[Items listed in a dataset]

+ + + + +

PR #1177, opened 2018-09-05
[RW-1261][risk=no] Add basic tests for cohort review components

dolbeew:
Add basic render tests for all components under the cohort-review directory


dolbeew:
Yep, I meant to get all of those. Fixed now.

PR #1178, opened 2018-09-05
[RW-1250][risk=no] When parent is selected, gray out children

dolbeew:
When adding a parent to the right side, all the children will also be grayed out since they are technically selected


ui/src/app/cohort-search/node-info/node-info.component.ts
```diff
@@ -198,19 +205,27 @@ export class NodeInfoComponent implements OnInit, OnDestroy, AfterViewInit {
...
     return this.node.get('type') === TreeType[TreeType.PM];
   }
 
-  isDrug() {
+  get isDrug() {
     return this.node.get('type') === TreeType[TreeType.DRUG];
   }
 
-  isMeas() {
+  get isMeas() {
```
freemabd1: Would it make sense to create a function(consolidate isPM(), isDrug(), isMeas()) and some variables like so:
```
private pm = TreeType[TreeType.PM];
private drug = TreeType[TreeType.DRUG];
private meas = TreeType[TreeType.MEAS];
private icd9 = TreeType[TreeType.ICD9];
private icd10 = TreeType[TreeType.ICD10];
```

```
get isNodeType(... args) {
     return args.includes(this.node.get('type'));
}
```

And you can call it like so: 
`this.isNodeType(pm); `
or 
`this.isNodeType(drug, icd9, icd10);`

ui/src/app/cohort-search/node-info/node-info.component.ts
```diff
@@ -123,13 +119,20 @@ export class NodeInfoComponent implements OnInit, OnDestroy, AfterViewInit {
...
+      || this.isPM) {
       return this.node.get('name', '');
     }
     return this.node.get('code', '');
   }
 
+  get selectAllChildren() {
+    return (this.isDrug
+      || this.node.get('type') === TreeType.ICD9
+      || this.node.get('type') === TreeType.ICD10)
```
freemabd1: Can consolidate this into one function. Please see comment on line 220.

ui/src/app/cohort-search/node-info/node-info.component.ts
freemabd1: Also, should we move this into a utils component since it seems to be a re-occurring theme in many components?

dolbeew: Yes, I think that's a good idea. Can do a follow-up pr soon to address here and other components as well

PR #1180, opened 2018-09-06
[RW-48] Adding API for retrieving CDR versions [risk=low]

danqrodney:


api/src/main/java/org/pmiops/workbench/api/CdrVersionsController.java
```diff
@@ -0,0 +1,81 @@
...
+    }
+    if (defaultCdrVersionId == null) {
+      // This shouldn't happen.
+      throw new ServerErrorException("User does not have access to default CDR version");
+    }
+    CdrVersionListResponse response = new CdrVersionListResponse();
+    response.setItems(cdrVersions.stream()
+        .map(TO_CLIENT_CDR_VERSION)
+        .collect(Collectors.toList()));
+    response.setDefaultCdrVersionId(defaultCdrVersionId);
```
freemabd1: Could this be the CdrVersion object(seems useful to access more info about the cdr)? I guess you could always look it up from the collection of CdrVersions.

api/src/main/java/org/pmiops/workbench/cdr/CdrVersionService.java
```diff
@@ -39,4 +70,25 @@ public void setCdrVersion(CdrVersion version) {
...
+   */
+  public List<CdrVersion> findAuthorizedCdrVersions(DataAccessLevel dataAccessLevel) {
+    ImmutableSet<Short> visibleValues = DATA_ACCESS_LEVEL_TO_VISIBLE_VALUES.get(dataAccessLevel);
+    if (visibleValues == null) {
+      return ImmutableList.of();
+    }
+    return cdrVersionDao.findByDataAccessLevelIn(visibleValues)
+        .stream()
+        .sorted(ORDER_BY_DESCENDING_CREATION_TIME_AND_ACCESS_LEVEL)
+        .collect(Collectors.toList());
```
freemabd1: So why do we sort the stream instead of letting jpa do the sort?

api/src/main/resources/workbench.yaml
```diff
@@ -1253,6 +1266,40 @@ definitions:
...
+  CdrVersion:
+    type: object
+    required:
+      - cdrVersionId
+      - name
+      - dataAccessLevel
+      - creationTime
+    properties:
+      cdrVersionId:
+        type: string
```
freemabd1: Should this be a long, since it's a long in the db?
type: integer
format: int64

api/src/main/resources/workbench.yaml
```diff
@@ -1253,6 +1266,40 @@ definitions:
...
+    required:
+      - items
+      - defaultCdrVersionId
+    properties:
+      items:
+        type: "array"
+        items:
+          $ref: "#/definitions/CdrVersion"
+      defaultCdrVersionId:
+        type: "string"
```
freemabd1: Should this be a long, since it's a long in the db?
type: integer
format: int64

api/src/main/java/org/pmiops/workbench/cdr/CdrVersionService.java
danqrodney: I went back and forth on this. It won't matter performance-wise. The code is sorta simpler with JPA doing the sorting, but it means a really long ugly method name. :) 

Anyway, I switched it to use JPA for the sort.

PR #1186, opened 2018-09-07
[RW-1177][Risk=no] Add modal to let us pick name and kernel for new notebooks

blrubenstein:


ui/src/app/app-routing.module.ts
```diff
@@ -170,16 +170,18 @@ const routes: Routes = [
         // The notebook redirect pages are interstitial pages, so we want to
         // give them special chrome treatment - we therefore put them outside
         // the normal /workspaces hierarchy.
-        path: 'workspaces/:ns/:wsid/notebooks/create',
+        path: 'workspaces/:ns/:wsid/notebooks/create/:nbName/:kernelType',
```
calbach: These feel like query parameters to me. Both could be optional.

ui/src/app/views/new-notebook-modal/component.html
```diff
@@ -0,0 +1,27 @@
+<clr-modal [(clrModalOpen)]="creatingNotebook" [clrModalSize]="'md'">
+  <div class="modal-title">
+    <!--The ngIf is to avoid null pointers before the modal is opened.-->
```
calbach: This doesn't seem necessary here.

ui/src/app/views/new-notebook-modal/component.html
```diff
@@ -0,0 +1,27 @@
...
+  </div>
+  <div class="modal-body">
+    <div class="form-section">
+      <label class="modal-label">New Name</label>
+      <input id="new-name" type="text" class="input"
+             [(ngModel)]="newName">
+      <label class="modal-label">Python or R?</label>
+      <div class="select">
+        <select [(ngModel)]="kernelType">
+          <option [ngValue]="Kernels.Python3">{{Kernels[Kernels.Python3]}}</option>
```
calbach: Will one of these be the default?

ui/src/app/views/new-notebook-modal/component.spec.ts
```diff
@@ -0,0 +1,49 @@
...
+        ClarityModule.forRoot(),
+        FormsModule
+      ],
+      declarations: [
+        NewNotebookModalComponent
+      ],
+      providers: [
+        {
+          provide: ServerConfigService,
+          useValue: new ServerConfigServiceStub({
```
calbach: This doesn't appear to be needed

ui/src/app/views/new-notebook-modal/component.ts
```diff
@@ -0,0 +1,78 @@
+import {Component, Input, OnDestroy} from '@angular/core';
+
+import {SignInService} from 'app/services/sign-in.service';
+import {Kernels} from 'app/views/notebook-redirect/component';
```
calbach: This dependency doesn't seem ideal, would prefer pulling this enum out to a shared location, e.g. utils

ui/src/app/views/notebook-redirect/component.ts
```diff
@@ -30,6 +30,25 @@ enum Progress {
   Redirecting
 }
 
+export enum Kernels {
+  R,
+  Python3,
+}
+
+const rNotebookFileContent = '{ "cells": [ { "cell_type": "code", "execution_count": null, \
```
calbach: How did you generate this? Is it minimal? I think we should try to minimize any information being encoded here so we don't go out of sync with Leo / the Jupyter server.

For example, what happens if you just reduced this to `{kernelspec: {name: "ir"}}` or `{language_info: {name: "R"}}`

calbach: Please define this as an object, then use JSON.stringify(...) to turn it into a string. Else you're needlessly skipping validation of this JSON content.

calbach: Another idea which might be viable but which I have not thoroughly investigated is whether we can keep the creation logic the same, but modify the redirection URI to specify a different kernel type. On first save, this would stick.

Things to check on that approach:
- Whether a newly created notebook currently has a type and kernel type, or it is typeless and the Jupyter server is picking  adefault kernel
- Whether we might need to determine this information immediately after creation in order to display the notebook type on the list page (this might be an argument to continue with your current approach). 

Actually trying this out on Jupyter, I'm not sure there's a way to encode this in the URL so it may be a dead-end.

ui/src/app/views/new-notebook-modal/component.ts
```diff
@@ -0,0 +1,78 @@
...
+    this.loading = false;
+  }
+
+  close(): void {
+    this.creatingNotebook = false;
+  }
+
+  submitNewNotebook(): void {
+    const nbUrl = `/workspaces/${this.workspace.namespace} \
+        ${this.workspace.id}/notebooks/create/${this.newName}/${this.kernelType}`;
```
calbach: You'll need to encode the notebook name: https://github.com/all-of-us/workbench/blob/1956c20e0319bffe1a7e0c7386d6542daffba233/ui/src/app/views/notebook-list/component.ts#L133

ui/src/app/views/new-notebook-modal/component.spec.ts
```diff
@@ -0,0 +1,49 @@
...
+        },
+        {provide: SignInService, useValue: new SignInServiceStub()}
+      ]
+    }).compileComponents().then(() => {
+      fixture = TestBed.createComponent(NewNotebookModalComponent);
+      tick();
+    });
+  }));
+
+  it('should render', fakeAsync(() => {
```
calbach: Would be good to have a more functional test here.

calbach: Note: you can inject window via WINDOW_REF for testing purposes.

ui/src/app/views/new-notebook-modal/component.ts
```diff
@@ -0,0 +1,78 @@
...
+@Component({
+  selector: 'app-new-notebook-modal',
+  styleUrls: ['./component.css',
+    '../../styles/buttons.css',
+    '../../styles/inputs.css'],
+  templateUrl: './component.html',
+})
+export class NewNotebookModalComponent implements OnDestroy {
+  public creatingNotebook = false;
+  public newName = '';
```
calbach: Is the new name required, or not? Note that the Jupyter UI does not require specification of a new name so we may want to match that behavior.

ui/src/app/views/notebook-redirect/component.ts
```diff
@@ -148,10 +182,12 @@ export class NotebookRedirectComponent implements OnInit, OnDestroy {
       // API handles notebook name collisions and matches the behavior of
       // clicking "new notebook" in the Jupyter UI.
       const workspaceDir = localDir.replace(/^workspaces\//, '');
-      return this.jupyterService.postContents(
+      return this.jupyterService.putContents(
         this.cluster.clusterNamespace, this.cluster.clusterName,
-        workspaceDir, {
-          'type': 'notebook'
+        workspaceDir, this.notebookName + '.ipynb', {
```
calbach: Currently if they leave newName blank I believe you'll just get a file called ".ipynb".

ui/src/app/app-routing.module.ts
blrubenstein: I don't think we want them to be optional? I think part of the goal is that you need to pick a name and kernel when you create a new notebook. When would we not need them?

ui/src/app/views/new-notebook-modal/component.html
blrubenstein: Py3 is I believe. Will confirm

ui/src/app/views/new-notebook-modal/component.ts
blrubenstein: Will do!

ui/src/app/views/new-notebook-modal/component.ts
blrubenstein: It is required in this case, because we want to be able to encourage naming and renaming from our UI, to add to the cache. That is probably a Product question though. Will follow up with Karthik

ui/src/app/views/new-notebook-modal/component.ts
blrubenstein: Will do.

ui/src/app/views/notebook-redirect/component.ts
blrubenstein: I will check if we can do this, but my understanding is that it will break if we provide any less than that... 

I actually very much wish we could just pass the kernel in... but I couldn't figure out how to do that.

blrubenstein: Will do!

blrubenstein: Part of the goal here is also to do a majority of the work through our UI, rather than Jupyter's, because it means things get preserved in our cache.

ui/src/app/views/notebook-redirect/component.ts
blrubenstein: Correct. I can have it check in case and if it is empty make it untitled. That said, Karthik asked me to check if Saturn requires a name, and mirror what they do. So I will check on that

ui/src/app/app-routing.module.ts
calbach: Whether we want the name to be optional can be a product question. Whether we want the kernel to be optional, I'm not sure if we'll have other links to create a new notebook, but having a default value as we currently do might make sense in some of those cases.

I still think these don't feel correct as path parameters. Name/kernel type don't seem natural in a REST URL, rather than referring to an existing resource, they are more part of the creation payload (we're referencing a thing that doesn't yet exist). It feels like we could have a potentially growing list of values here (e.g. if we added more options to your modal). Hence why query parameters feel more natural to me.

ui/src/app/views/notebook-redirect/component.ts
blrubenstein: I generated this by downloading an empty notebook and copying the format. The issue is that we can't use notebook as the type and pass in content. I can show you in person tomorrow or Wednesday if you like.

ui/src/app/views/notebook-redirect/component.ts
calbach: Please use "put" if we go this route. Using "untitled" scales to exactly 1 usage, which is the reason I integrated with the Jupyter contents API in the first place.

ui/src/app/app-routing.module.ts
blrubenstein: That makes sense. I can convert them to query parameters.

blrubenstein:
Should cover all PR comments except more tests. Figured I would put up for another round of review while I thought about tests. @calbach PTAL when you get the chance.

ui/src/app/views/notebook-redirect/component.ts
blrubenstein: This ends up being obsoleted by it blocking '' as a name option.

ui/src/app/views/notebook-redirect/component.ts
```diff
@@ -146,12 +228,14 @@ export class NotebookRedirectComponent implements OnInit, OnDestroy {
     return this.localizeNotebooks([]).flatMap((localDir) => {
       // Use the Jupyter Server API directly to create a new notebook. This
       // API handles notebook name collisions and matches the behavior of
-      // clicking "new notebook" in the Jupyter UI.
+      // clicking 'new notebook' in the Jupyter UI.
       const workspaceDir = localDir.replace(/^workspaces\//, '');
-      return this.jupyterService.postContents(
+      return this.jupyterService.putContents(
```
calbach: What happens if you choose an existing notebook name here?

ui/src/app/views/notebook-redirect/component.ts
```diff
@@ -146,12 +228,14 @@ export class NotebookRedirectComponent implements OnInit, OnDestroy {
...
         this.cluster.clusterNamespace, this.cluster.clusterName,
-        workspaceDir, {
-          'type': 'notebook'
+        workspaceDir, this.notebookName + '.ipynb', {
+          'type': 'file',
```
calbach: Wanted to confirm that what you were trying included passing format "json" instead of "text". 

```
{
  'type': 'notebook',
  'format': 'json',
  'content': { ... } 
}
```

ui/src/app/views/notebook-redirect/component.ts
```diff
@@ -30,6 +31,70 @@ enum Progress {
   Redirecting
 }
 
+
+
+const rNotebookFileContent = {
+  'cells': [
+    {
+      'cell_type': 'code',
+      'execution_count': null,
```
calbach: We can go over this in person, but the root of my question is "how much of this object can you remove and having things still work as expected?". I'm concerned about this drifting from the default behavior for a new Jupyter notebook as we get new versions of Jupyter and Leo.

ui/src/app/views/notebook-redirect/component.ts
```diff
@@ -61,7 +132,18 @@ export class NotebookRedirectComponent implements OnInit, OnDestroy {
   ngOnInit(): void {
     this.wsNamespace = this.route.snapshot.params['ns'];
     this.wsId = this.route.snapshot.params['wsid'];
-    this.notebookName = this.route.snapshot.params['nbName'];
+    this.creating = this.route.snapshot.data.creating;
+
+    if (this.creating) {
+      this.notebookName = this.route.snapshot.queryParamMap.get('notebook-name');
+      if (this.route.snapshot.queryParamMap.get('kernel-type') === Kernels.R.toString()) {
+        this.fileContent = JSON.stringify(rNotebookFileContent);
```
calbach: nit: I think it would be cleaner to assign `this.kernelType` instead, then move this file content switch right before the putContents call. It feels to me like `kernelType` is a property of the component while `fileContent` is a downstream implementation detail to be isolated to a local variable if possible.

ui/src/app/views/new-notebook-modal/component.ts
```diff
@@ -0,0 +1,89 @@
...
+    this.creatingNotebook = true;
+    this.loading = false;
+  }
+
+  close(): void {
+    this.creatingNotebook = false;
+  }
+
+  submitNewNotebook(): void {
+    const nbUrl = `/workspaces/` + encodeURIComponent(this.workspace.namespace) + '/' +
```
calbach: You shouldn't need it for these other parts, just the notebook name.

ui/src/app/views/new-notebook-modal/component.ts
```diff
@@ -0,0 +1,89 @@
...
+    const notebook = window.open(nbUrl, '_blank');
+
+    // TODO(RW-474): Remove the authHandler integration. This is messy,
+    // non-standard, and currently will break in the following situation:
+    // - User opens a new notebook tab.
+    // - While that tab is loading, user immediately navigates away from this
+    //   page.
+    // This is not easily fixed without leaking listeners outside the lifespan
+    // of the workspace component.
+    const authHandler = (e: MessageEvent) => {
```
calbach: I'd complain about duplication here, but this code should be gone in the next couple of sprints so I don't think it's worth doing extra work.

ui/src/app/views/notebook-redirect/component.ts
blrubenstein: I don't know, but we should probably make that give an error anyway :) 
Will add an error message there.

ui/src/app/views/notebook-redirect/component.ts
blrubenstein: Yeah, I am also very worried about that... I will try to remove what I can, but my suspicion is that most of it is necessary for it to operate in Leo/Jupyter as a notebook.

ui/src/app/views/notebook-redirect/component.ts
blrubenstein: Yeah, just tried passing notebook as type, with format JSON, and got: 
`{"message": "Unexpected error while saving file: workspaces/test/Test NB.ipynb 'unicode' object has no attribute 'nbformat'", "reason": null}` again. (The name clash thing that I mentioned.)

blrubenstein: And type text does not accept json as a legal field.

blrubenstein:
@calbach when you get the chance, should be good for another round of reviews.

ui/src/app/views/new-notebook-modal/component.spec.ts
```diff
@@ -33,11 +39,60 @@ describe('NewNotebookModalComponent', () => {
...
+
+  it('errors if name exists', fakeAsync(() => {
+    updateAndTick(fixture);
+    simulateInput(fixture, fixture.debugElement.query(By.css('#new-name')), 'mockFile');
+    updateAndTick(fixture);
+    simulateClick(fixture, fixture.debugElement.query(By.css('.confirm-name-btn')));
+    expect(fixture.debugElement.query(By.css('.error'))).toBeDefined();
+  }));
+
+  it('does not allow blank names', fakeAsync(() => {
```
calbach: revert, or implement?

ui/src/app/views/new-notebook-modal/component.spec.ts
```diff
@@ -33,11 +39,60 @@ describe('NewNotebookModalComponent', () => {
...
+
+  // TODO: Get this to work. for some reason nothing would register
+  //       as an actual successful change of the select element.
+  it('allows creation of R notebooks', fakeAsync(() => {
+    spyOn(window, 'open');
+    const name = 'new-name-r';
+    updateAndTick(fixture);
+    simulateInput(fixture, fixture.debugElement.query(By.css('#new-name')), name);
+    updateAndTick(fixture);
+    simulateInput(fixture, fixture.debugElement.query(By.css('#new-name')), name);
```
calbach: Is this needed? Duplicates above

ui/src/app/views/new-notebook-modal/component.ts
```diff
@@ -44,10 +46,16 @@ export class NewNotebookModalComponent implements OnDestroy {
...
 
   submitNewNotebook(): void {
-    const nbUrl = `/workspaces/` + encodeURIComponent(this.workspace.namespace) + '/' +
-        encodeURIComponent(this.workspace.id) + '/notebooks/create/?notebook-name=' +
-        encodeURIComponent(this.newName) + '&kernel-type=' +
-        encodeURIComponent(this.kernelType.toString());
+    const existingNotebook =
+      this.existingNotebooks.find((currentNotebook) =>
+        currentNotebook.name === this.newName + '.ipynb');
+    if (existingNotebook !== undefined) {
```
calbach: nit: I think `!existingNotebook` is more readable

ui/src/app/views/notebook-redirect/component.ts
calbach: That error makes it sound like you may have passed a serialized JSON string. I don't feel strongly, but would be slightly more natural with type "json" passing json.

api/config/config_local.json
```diff
@@ -3,7 +3,7 @@
   "firecloud": {
     "baseUrl": "https:\/\/firecloud-orchestration.dsde-dev.broadinstitute.org",
     "billingAccountId": "014D91-FCB792-33D2C0",
-    "billingProjectPrefix": "aou-rw-local1-",
+    "billingProjectPrefix": "aou-rw-local2-",
```
calbach: Revert?

ui/src/app/views/new-notebook-modal/component.ts
blrubenstein: (I think you mean `existingNotebook`, but agreed.

api/config/config_local.json
blrubenstein: I actually ended up with a broken local... so I wanted to change it because this fixes it. (I think in the flurry of billing project fixes and breakages, my local got messed up somehow. Happy to revert back but I want to log that local2 has been used if we do, so there's not weird errors if we need to change it in the future.

ui/src/app/views/notebook-redirect/component.ts
blrubenstein: Content currently just accepts string arguments, not anything, so it doesn't really allow passing in as an object. I think type is a specific enum on the JupyterApi side.

On the error, we actually did a bunch of googling trying to figure it out, and it sounded like it was an explicit name collision that caused it, and the error message was just really painfully unclear...

blrubenstein:
Per recommendation from Jeremy, I am moving to radio buttons here.

PR #1188, opened 2018-09-07
Fixing path to CDR version config file on deploy [risk=no]

danqrodney:


danqrodney:
(Submitted TBR to fix the build.)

+ + + + +

### What this task involves
The answer must consist of every line from the entries above that contains "doing".

### Exercise response
danqrodney: I went back and forth on this. It won't matter performance-wise. The code is sorta simpler with JPA doing the sorting, but it means a really long ugly method name. :) 
calbach: I'd complain about duplication here, but this code should be gone in the next couple of sprints so I don't think it's worth doing extra work.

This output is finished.